Ravi Adhikari made his directorial debut with the web film Dheet Patangey on Hotstar which is premised between India’s two cricket World Cup wins. Ravi Adhikari talks to Deblina Munshi about his transition to films, cricket fanaticism, and what his fans should be looking forward to in the future.
How was your experience shooting and what was the transition like from television to film?
The experience was fantastic. The whole journey from the construction stage to the release has been a juggle in itself for me. From television to film obviously is the jump that we always strive for. I have filled a couple of shoes on television but I have never directed for television, this is the first time I have come out as a director.

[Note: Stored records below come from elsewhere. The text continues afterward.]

PR #8029, opened 2025-08-14
mpl: ensure valid virtual connections when breaking mixed leaves

AcKoucher:
Bug from the original implementation - the virtual connections literally don't exist nowadays.
I expect QoR to improve as now the placer will be biased to place together clusters from a mixed leaf split.

Creating as a draft as it will need to be rebased after #8028.


AcKoucher:
Running Secure-CI.

AcKoucher:
Secure-CI passed and there are many winners w.r.t. QoR in both public and private.

eder-matheus (approved):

How is film different from television for you?
TV series is more about quantity and the storytelling is quite different from what we see in films. It is quite different to create a film and a lot more than what people see on television.
The film is premised between the two world cups, so what was the process like from the ideation to the development of the film?
Actually a writer called Gibran Noorani came to me with the script. Earlier the film was called STAN based on the initials of the four characters of the film. But what I was struck with was the friendship of the four characters, cricket world cup, and travel. It has everything in it between the two world cups, so that is why I got attracted to the script and I was like I have to tell the story. We got the script from Gibran, Viral, and Cchintan. The whole journey was like a dream. Also, I’m a big-time cricket enthusiast.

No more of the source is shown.